Records drawn from a dataset
•••••
PR #2097, opened 2026-02-06
MINIFICPP-2712 Generate modular docs

martinzink:
With this PR, ./minifi --docs <output_dir> will generate additional md files one per extension <output_dir>/modules

---

### For all changes:
     in the commit message?

### For code changes:

### Note:

### DIFF
--- a/minifi_main/AgentDocs.cpp
+++ b/minifi_main/AgentDocs.cpp
@@ -34,7 +34,9 @@
 #include "range/v3/range/conversion.hpp"
 #include "range/v3/view/join.hpp"
 #include "range/v3/view/transform.hpp"
+#include "utils/RegexUtils.h"
 #include "utils/StringUtils.h"
+#include "utils/file/FileUtils.h"
 
 namespace {
 
@@ -42,33 +44,24 @@ namespace minifi = org::apache::nifi::minifi;
 
 std::string formatName(std::string_view name_view, bool is_required) {
   std::string name{name_view};
-  if (is_required) {
-    return "**" + name + "**";
-  } else {
-    return name;
-  }
+  if (is_required) { return "**" + name + "**"; }
+  return name;
 }
 
 std::string formatAllowedValues(const minifi::core::Property& property) {
-  if (property.getValidator().getEquivalentNifiStandardValidatorName() == minifi::core::StandardPropertyValidators::BOOLEAN_VALIDATOR.getEquivalentNifiStandardValidatorName()) {
+  if (property.getValidator().getEquivalentNifiStandardValidatorName() ==
+      minifi::core::StandardPropertyValidators::BOOLEAN_VALIDATOR.getEquivalentNifiStandardValidatorName()) {
     return "true<br/>false";
-  } else {
-    const auto allowed_values = property.getAllowedValues();
-    return allowed_values
-        | ranges::views::join(std::string_view{"<br/>"})
-        | ranges::to<std::string>();
   }
+  const auto allowed_values = property.getAllowedValues();
+  return allowed_values | ranges::views::join(std::string_view{"<br/>"}) | ranges::to<std::string>();
 }
 
 std::string formatDescription(std::string_view description_view, bool is_sensitive = false, bool supports_expression_language = false) {
   std::string description{description_view};
   minifi::utils::string::replaceAll(description, "\n", "<br/>");
-  if (is_sensitive) {
-    description += "<br/>**Sensitive Property: true**";
-  }
-  if (supports_expression_language) {
-    description += "<br/>**Supports Expression Language: true**";
-  }
+  if (is_sensitive) { description += "<br/>**Sensitive Property: true**"; }
+  if (supports_expression_language) { description += "<br/>**Supports Expression Language: true**"; }
   return description;
 }
 
@@ -103,7 +96,7 @@ void writeHeader(std::ostream& docs, const std::vector<std::pair<std::string, mi
   docs << APACHE_LICENSE;
 
   docs << "\n\n## Table of Contents\n\n";
-  for (const auto& [name, documentation] : class_descriptions) {
+  for (const auto& [name, documentation]: class_descriptions) {
     docs << "- [" << name << "](#" << name << ")\n";
   }
 }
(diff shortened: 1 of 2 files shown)


minifi_main/AgentDocs.cpp
```diff
@@ -177,58 +162,151 @@ std::string extractClassName(const std::string& full_class_name) {
...
+    os << "\n\n## Table of Contents\n\n";
+    writeComponentParts(os, components.processors, "Processors");
+    writeComponentParts(os, components.controller_services, "Controller Services");
+    writeComponentParts(os, components.parameter_providers, "Parameter Providers");
   }
+
+  static void writeModule(const std::filesystem::path& docs_dir, const std::string_view module_name, const minifi::Components& components) {
+    const auto dir_creation_result = minifi::utils::file::create_dir(docs_dir / "modules");
+    gsl_Assert(dir_creation_result == 0);
+    std::ofstream os(docs_dir / "modules" / (std::string(module_name) + ".md"));
```
lordgamez, line 288: Could we check beforehand if the component contains any processors, controller services, or parameter providers? Currently we generate an empty markdown file with only an apache license and a Table of Contents header if nothing is available in the extension like prometheus or python script extension. I think those could be omitted.

martinzink: good idea, https://github.com/apache/nifi-minifi-cpp/pull/2097/changes/3505ccf871a2020992147c1bff9ddb678aafc562#diff-39d01781be675a93078dddc3459d8e08702407dd0361efe4d645f00355d15953R260

lordgamez (approved):

minifi_main/AgentDocs.cpp
```diff
@@ -103,7 +95,7 @@ void writeHeader(std::ostream& docs, const std::vector<std::pair<std::string, mi
   docs << APACHE_LICENSE;
 
   docs << "\n\n## Table of Contents\n\n";
-  for (const auto& [name, documentation] : class_descriptions) {
+  for (const auto& [name, documentation]: class_descriptions) {
```
fgerlits: Why did you remove the spaces before the colons (here and at several other places in this file)? The Google style guide recommends a space before and after the colon: https://google.github.io/styleguide/cppguide.html#Horizontal_Whitespace, and that's what we have in at least 90% of minifi code, as well. Please put them back.

minifi_main/AgentDocs.cpp
```diff
@@ -177,58 +162,161 @@ std::string extractClassName(const std::string& full_class_name) {
...
+  writeDescription(os, documentation);
+  writeProperties(os, documentation);
+}
 
-  for (const auto& [bundle_id, components]: ClassDescriptionRegistry::getClassDescriptions()) {
-    for (const auto &controller_service_description : components.controller_services) {
+class MonolithDocumentation {
+ public:
+  explicit MonolithDocumentation() {
+    for (const auto& [bundle_id, component]: minifi::ClassDescriptionRegistry::getClassDescriptions()) {
```
fgerlits: The second variable has type `minifi::Components`. Why did you rename it from `components` to `component`? Please revert this.

minifi_main/AgentDocs.cpp
```diff
@@ -177,58 +162,161 @@ std::string extractClassName(const std::string& full_class_name) {
...
+
+  std::vector<std::pair<std::string, minifi::ClassDescription>> controller_services;
+  std::vector<std::pair<std::string, minifi::ClassDescription>> processors;
+  std::vector<std::pair<std::string, minifi::ClassDescription>> parameter_providers;
+};
+
+class ModularDocumentation {
+ public:
+  static void write(const std::filesystem::path& docs_dir) {
+    for (auto& [bundle_id, component]: minifi::ClassDescriptionRegistry::getMutableClassDescriptions()) {
```
fgerlits: does this have to be mutable?

fgerlits: I would name this `components`, as well

minifi_main/AgentDocs.cpp
```diff
@@ -177,58 +162,161 @@ std::string extractClassName(const std::string& full_class_name) {
...
+      sortComponents(component);
+      writeModule(docs_dir, bundle_id.name, component);
+    }
+  }
+
+ private:
+  static void sortComponents(minifi::Components& components) {
+    std::ranges::sort(components.processors, {}, &minifi::ClassDescription::short_name_);
+    std::ranges::sort(components.controller_services, {}, &minifi::ClassDescription::short_name_);
+    std::ranges::sort(components.parameter_providers, {}, &minifi::ClassDescription::short_name_);
```
fgerlits: This would put `PutSQL` before `PutSmb`, for example. I don't know if we currently have two such names within one module, but we might in the future. I would prefer a case-insensitive sort, unless you have a good reason to prefer this case-sensitive one.

minifi_main/AgentDocs.cpp
martinzink: I've just auto formated the file, it seems like our clang-format didnt agree with our stated style guide
I've modified that aswell [fix clang-format](https://github.com/apache/nifi-minifi-cpp/pull/2097/commits/f6217406d972a5f576bf37ab146397ce791bfed8)

minifi_main/AgentDocs.cpp
martinzink: 👍 https://github.com/apache/nifi-minifi-cpp/pull/2097/changes/460772fb41d29785bf65de9403478823650a5743#diff-39d01781be675a93078dddc3459d8e08702407dd0361efe4d645f00355d15953R187-R188

minifi_main/AgentDocs.cpp
martinzink: if we want to sort them yeah, I agree it might not be nicest but either this or we copy them into another struct or copy them in the loop?

minifi_main/AgentDocs.cpp
martinzink: https://github.com/apache/nifi-minifi-cpp/pull/2097/changes/460772fb41d29785bf65de9403478823650a5743#diff-39d01781be675a93078dddc3459d8e08702407dd0361efe4d645f00355d15953R262-R265

minifi_main/AgentDocs.cpp
martinzink: https://github.com/apache/nifi-minifi-cpp/pull/2097/changes/460772fb41d29785bf65de9403478823650a5743#diff-39d01781be675a93078dddc3459d8e08702407dd0361efe4d645f00355d15953R253-R256

fgerlits: I would prefer a copy, eg.
```
    for (auto [bundle_id, components] : minifi::ClassDescriptionRegistry::getClassDescriptions()) {
```
because the design is that the mutable version is only used during static initialization, and the structure is const afterwards. I know this is a one-shot run of minifi, so it doesn't really matter -- if you want to keep it as it is, I don't mind too much.

martinzink: [copy to avoid getMutableClassDescriptions](https://github.com/apache/nifi-minifi-cpp/pull/2097/commits/f60eb4b533029e3ec4643dcb93ca583a59a5ebc7)

fgerlits (approved):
•••••
- [YOUR OBJECTIVE]:
Beginning at the line with "-34,7 +34,9 @@" and ending at the line with "std::string formatAllowedValues(const minifi::core::Property&", reproduce each line of the data above exactly, and add no other lines.

- [TASK ANSWER]:
@@ -34,7 +34,9 @@
 #include "range/v3/range/conversion.hpp"
 #include "range/v3/view/join.hpp"
 #include "range/v3/view/transform.hpp"
+#include "utils/RegexUtils.h"
 #include "utils/StringUtils.h"
+#include "utils/file/FileUtils.h"
 
 namespace {
 
@@ -42,33 +44,24 @@ namespace minifi = org::apache::nifi::minifi;
 
 std::string formatName(std::string_view name_view, bool is_required) {
   std::string name{name_view};
-  if (is_required) {
-    return "**" + name + "**";
-  } else {
-    return name;
-  }
+  if (is_required) { return "**" + name + "**"; }
+  return name;
 }
 
 std::string formatAllowedValues(const minifi::core::Property& property) {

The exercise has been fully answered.